Of course the name Guggenheim had been practically synonymous with the modern art scene in New York for most of the twentieth century, not just in the personage of Solomon Guggenheim but also his niece, Peggy. Shortly after WW I, Solomon Guggenheim was one of seven heirs to a diverse family fortune which included mines, banking, shipping, and foundries. With the help and advice of painter Hilla Rebay, his curator, he began putting together a collection of non-objective art at a time when a Picasso might be purchased from between $10 and $100. By the time the museum took shape under the guidance of the octogenarian Frank Lloyd Wright, a similar work was selling for half a million. Under Rebay's direction, the collection was first displayed at a converted auto dealership on East 54th Street in New York. Later the Museum of Non-Objective Art was renamed and moved to a townhouse bordering Central Park, which was torn down to allow construction of the present museum.
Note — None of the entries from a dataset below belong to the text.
Issue #1632, opened 2019-01-16
Look at existing windowing system libraries to more fully-define windowing behaviours


aeschylus:
https://deploy-preview-1594--mirador-dev.netlify.com/__tests__/integration/mirador/
https://strml.github.io/react-grid-layout/examples/0-showcase.html
https://github.com/zzarcon/react-cristal
https://palantir.github.io/react-mosaic/
https://golden-layout.com/

Have a look through these and record here some of the drawbacks and advantages. Possibly prioritise windowing behaviours based on use-case need and difficulty of implementation.

sdellis:
Look into the dependencies, styles, extensibility, etc. of the grid systems to help inform a decision.

mejackreed:
I've started a sheet here to add our data: https://docs.google.com/spreadsheets/d/16loH81rUWaff2oD8ppsRviar3MajJUjnxUJl6QKx4U4/edit#gid=0

PR #1635, opened 2019-01-16
Spike to convert the window top bar to the material framework; part of #1632

cbeer:
🤷‍♂️


sdellis:
This bundle is pretty big. The [Minimizing Bundle Size](https://material-ui.com/guides/minimizing-bundle-size/) doc recommends two options for reducing bundle size as a temporary fix to tree shaking. Unfortunately, [the ability to tree shake material-ui is still being worked out](https://github.com/mui-org/material-ui/pull/13391). 

However, it looks like this branch follows the Option 1 recommendation, so I'm wondering why material-ui is making the bundle so heavy?

What does the `withStyles` module do? I wonder if this destructured import requires [babel-plugin-import](https://github.com/ant-design/babel-plugin-import) to help reduce the size?

src/components/WorkspaceControlPanel.js
```diff
@@ -34,34 +44,73 @@ class WorkspaceControlPanel extends Component {
...
-      <div className={ns('workspace-control-panel')}>
-        <ConnectedManifestForm setLastRequested={this.setLastRequested} />
-        <ul>{manifestList}</ul>
+      <Drawer
+        className={classNames(classes.drawer, ns('workspace-control-panel'))}
+        variant="permanent"
+        classes={{ paper: classNames(classes.drawer) }}
+        open
+      >
+        <Menu id="add-form" anchorEl={anchorEl} open={Boolean(anchorEl)} onClose={this.handleClose}>
```
sdellis: We should use semantic elements and wrap this menu in a <nav> tag, e.g. `<nav id="mirador-workspace-control-panel-menu">`.

camillevilla:
@sdellis thanks for looking into the bundling issues. It would be interesting to put heads together to talk about Material UI’s viability. [withStyles](https://material-ui.com/customization/css-in-js/#withstyles-styles-options-higher-order-component) returns an HOC with a `classes` property. 

`babel-plugin-import` sounds useful. Should we add a ticket to implement it outside of this branch?

sdellis:
@camillevilla 	yes, let's tackle the bundle size in a separate ticket/branch. This PR looks good to me and none of my comments should necessarily stop it from merge I don't think.

mejackreed:
Do we know if `babel-plugin-import` will reduce the bundle size yet? I'm just asking the question here as a I'd like to move this forward today, but it might be useful to know if there is a way forward/backward on taking on a large dependency required in our bundle?

src/components/WorkspaceControlPanel.js
cbeer: I'm not sure it's so much of a nav menu right now; it's just wrapping a single form that behaves modal-y; the good news is, the whole thing is temporary until we build out the actual page.

sdellis:
@mejackreed we are somehow including the entirety of Material UI in this bundle, and it seems like there are ways to prevent this. We should be able to figure out the treeshaking or destructuring piece in another ticket/branch, so I see that as the way forward. I think it will be more difficult to back out of any such framework, but Material UI in documentation and theory seems to do the things we want. I'm approving this PR for merge and creating a separate ticket for treeshaking now.

cbeer:
I'll rebase it.

jkeck:
:shipit:

eps1lon:
Hey, material-ui contributor here. Just stumbled over this since this was referenced from one of my PRs and I wanted to investigate what issues you encountered with tree shaking.

>This bundle is pretty big

@sdellis
Do you have some diagnostics about the bundle? Something like a tree map for the bundled files before and after this PR?

You don't actually have to use `withStyles` if you use material-ui components. It's just the internal styling solution. Since you're already using css you could simply use classnames from your stylesheets and use those in the material-ui components.

sdellis:
@eps1lon Our treemap only shows the mirador library because we are specifying `umd` for `LibraryTarget` in our webpack. My understanding is that we need an `es6` build to be able to treeshake. I noticed that `umd-module` is also an option for `LibraryTarget`. It wraps es6 in umd. Not sure if that will work, but can test it out.

mejackreed:
I'm seeing this in our current build:

screen shot 2019-01-31 at 10 54 17 am

https://gist.github.com/mejackreed/ae13d154ded8a836891acff3f776cc24#file-stats-json

PR #1640, opened 2019-01-17
adds json static server with minimal configuration

### LINKED ISSUE #1636: Add fake (local) json api endpoint to serve test fixtures
integration / e2e tests should depend on fixtures served within the context of the test framework.  This can easily be done with a node static server (e.g. https://github.com/typicode/json-server).  The server should be able to provide appropriate http response codes for valid and invalid requests.

christopher-johnson:
closes #1636 
note that custom response statuses are configurable, but not included in this PR.


__tests__/logs/json-server.log
```diff
@@ -0,0 +1 @@
+
```
mejackreed: When running this locally I'm seeing this file change (as expected). What is unexpected is that this is checked in. Should we figure out a way to ignore this log?

__tests__/integration/mirador/basic.test.js
```diff
@@ -7,15 +7,15 @@ describe('Basic end to end Mirador', () => {
...
     await page.waitFor(1000);
-    await expect(page).toMatchElement('li', { text: 'https://purl.stanford.edu/sn904cj3429/iiif/manifest' });
+    await expect(page).toMatchElement('li', { text: 'http://localhost:5000/sn904cj3439.json' });
     await expect(page).toMatchElement(
       'h3',
       "Peter's San Francisco Locator. The Birds-Eye-View Map of the Exposition City. Published by Locator Publishing Co",
     );
     await expect(page).toMatchElement('div', /Color/);
-  });
+  }, 30000);
```
mejackreed: One quick question about this, I see this added in this test, but not in the others. Is this needed here?

package.json
```diff
@@ -6,12 +6,15 @@
   "scripts": {
     "lint": "node_modules/.bin/eslint ./",
     "server": "node_modules/.bin/http-server",
+    "pretest": "npm run server:json",
+    "posttest": "kill $(lsof -t -i:5000)",
```
bitzl: Regarding a great developer experience - should we support development on windows? Many libraries run Windows desktops for their staff.

__tests__/logs/json-server.log
christopher-johnson: this file should not be committed.  added to .gitignore and removed.

christopher-johnson:
> Is there a way that you could add a small, single test proof of concept test here that would utilize the custom response status aspect of this added dependency?  

I hesitate to do this with this PR.  I think that the integration tests would need to be enhanced to allow per test (or per category) API server configuration to do this.  This is entirely possible, but not with the integration test framework as it currently exists.  I have added a basic [server.js](https://github.com/ProjectMirador/mirador/blob/259352d2a106d22ea6160236a730c06844aa1db4/scripts/json-server/server.js) script that shows the pattern for a server config that can be used when developing a real integration test framework discussion takes place.

christopher-johnson:
As requested, added an integration test that breaks Mirador by serving a non-conforming json from the fixture server. 
 
Note that an invalid response is not yet handled by ManifestMetadata (that assumes all API responses are valid manifests).

Also, accessing React errors from the jest-puppeteer page object is problematic.  Not clear to me how or if this can be done.  I suggest reconsidering jest-puppeteer for e2e tests.

aeschylus:
Having a look at this now locally in its most recent state. Everything reads well, but let me finish testing this before merge.

Issue #1587, opened 2019-01-13
"Add Manifest/Album" button


mejackreed:
When clicked, this button should open a basic "album selection interface" (which could just be a list of text for right now). When clicking on an album/manifest it should open a new `Window` with the selected manifest.

<img width="780" alt="screen shot 2019-01-13 at 9 16 23 am" src="https://user-images.githubusercontent.com/1656824/51087713-f42e4000-1713-11e9-8168-251124e7bc9c.png">

List of manifests and existing manifest form field should be contained here

@jvine did we come to a consensus on the naming here for the "Album?"

camillevilla:
We now have an add manifest button, but it's a simple text form. 
Moving this to the backlog, as it seems like there are more pre-requisites to this view.

camillevilla:
Adding in a backend detail that this work should address:
The manifest list should also be added to the config. This represents a list of manifests that CAN be added to the windows. Note that this list should be separate from the list of manifests currently displayed by windows. 

I'm including the GIFs below to clarify the concept:

current M3 implementation
![manifest-list](https://user-images.githubusercontent.com/5402927/52296438-3b82a780-2933-11e9-9794-edc96af79f59.gif)

example from M2
![m2-manifest-list](https://user-images.githubusercontent.com/5402927/52296679-d8dddb80-2933-11e9-8c24-b009bb9d1436.gif)

ggeisler:
Below are several tickets that collectively represent a load window plugin that I think could meet the goal of this ticket:

- #1833 - Design for load window plugin (story ticket)
- #1834 - Implement 'List view' of load window plugin
- #1835 - Add 'Layout' option to load window tools menu
- #1836 - Implement 'Card view' of load window plugin

camillevilla:
I've added these to the project board and am going to close this in favor of #1833.

Issue #1586, opened 2019-01-13
Update Workspace interface to reflect sidebar design


mejackreed:
## Current "Workspace"
<img width="1156" alt="screen shot 2019-01-13 at 9 13 01 am" src="https://user-images.githubusercontent.com/1656824/51087685-ab768700-1713-11e9-90b8-b12e4afca1c7.png">
## Target "Workspace"
<img width="808" alt="screen shot 2019-01-13 at 9 13 44 am" src="https://user-images.githubusercontent.com/1656824/51087688-b7fadf80-1713-11e9-8abe-ea296c075c77.png">

camillevilla:
Seems like this first pass has mostly been addressed in #1682, with some refactoring in #1725.

Full-screen button functionality addressed by #1702 / #1713

I'm opening another ticket for the menu bar functionality:
![workspace toolbar menu](https://user-images.githubusercontent.com/5402927/51930206-e08b0680-23ae-11e9-9c06-5ebccba6abca.png)

PR #1643, opened 2019-01-17
Refactor control-panel div from App into a WorkspaceControlPanel component.

jkeck:
Rationale being that issues like #1586 and #1587 will be able to build on top of this and not have to all work in the top-level App component.

🤷‍♂️

### DIFF
--- a/src/components/WorkspaceControlPanel.js
+++ b/src/components/WorkspaceControlPanel.js
@@ -1,0 +1,77 @@
+import React, { Component } from 'react';
+import PropTypes from 'prop-types';
+import { connect } from 'react-redux';
+import Display from './Display';
+import ConnectedManifestForm from './ManifestForm';
+import ConnectedManifestListItem from './ManifestListItem';
+import ns from '../config/css-ns';
+
+/**
+ * Provides the panel responsible for controlling the entire workspace
+ */
+class WorkspaceControlPanel extends Component {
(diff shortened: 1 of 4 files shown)


jkeck:
Pushed up fix to the conflict.  Also, I had added a test last night which allowed the build to pass using the existing CC config (w/ 84% diff coverage), just as a heads up.

src/components/WorkspaceControlPanel.js
```diff
@@ -0,0 +1,77 @@
...
+    super(props);
+    this.state = {
+      lastRequested: '',
+    };
+
+    this.setLastRequested = this.setLastRequested.bind(this);
+  }
+
+  /**
+   * setLastRequested - Sets the state lastRequested
```
jbaiter: I think that docstring could be a bit more descriptive, what exactly is `lastRequested`?

aeschylus: Originally this was a flag to allow us to display only the information for the most recently requested manifest. We can probably just delete this at this point, as the side panel designs don't really require this behaviour.

jkeck: I agree @jbaiter.  I was simply moving this comment w/ its accompanying code from another place to here in my component extraction, so not really sure I'm the best person to describe what the intent of the original author was.

PR #1646, opened 2019-01-17
Add css linting w/ sass-lint

### LINKED ISSUE #1639: Add scss linting
Linting our scss could help bring some consistency to the styles around the app.

jkeck:
Closes #1639

### DIFF
--- a/src/styles/index.scss
+++ b/src/styles/index.scss
@@ -1,42 +1,44 @@
+@import 'variables';
+
 body {
-  background: white;
+  background: $white;
   height: 100%;
 }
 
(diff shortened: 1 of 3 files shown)


src/styles/index.scss
```diff
@@ -1,42 +1,44 @@
+@import 'variables';
```
jkeck: Not sure if this is really needed w/ the single css file (or even the right pattern), but thought I would pull it out into a separate file as opposed to throwing a bunch of variables at the top of the file. 🤷‍♂️

PR #1654, opened 2019-01-17
Fixes app breaking when trying to render WindowViewer with failed fetch

bodo22:


christopher-johnson:
this should be testable and include a test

In April of 1912, Solomon Guggenheim's brother, Benjamin, boarded the Titanic (along with his mistress) to return home from his yearly trip abroad. She made it; he didn't. With his death, his daughter, Peggy, came into a sizeable fortune that she determined to spend. In addition to lavish shopping forays here and in Europe, Peggy shared her uncle's taste for the Avant-garde. Not only did she collect modern art, but she also became an astute dealer too, at various times, operating art galleries in New York, London, and Venice. She championed a later generation of artists such as Pollock, Kline, de Kooning, and Warhol. Most of her collection ended up in her villa on Venice's Grand Canal where she threw lavish parties celebrating the arts and artists making waves on the international art scene. Today, her collection has been added to the Guggenheim Foundation though it remains in Venice where her palazzo has become yet another addition to the world-class Guggenheim Art Museums.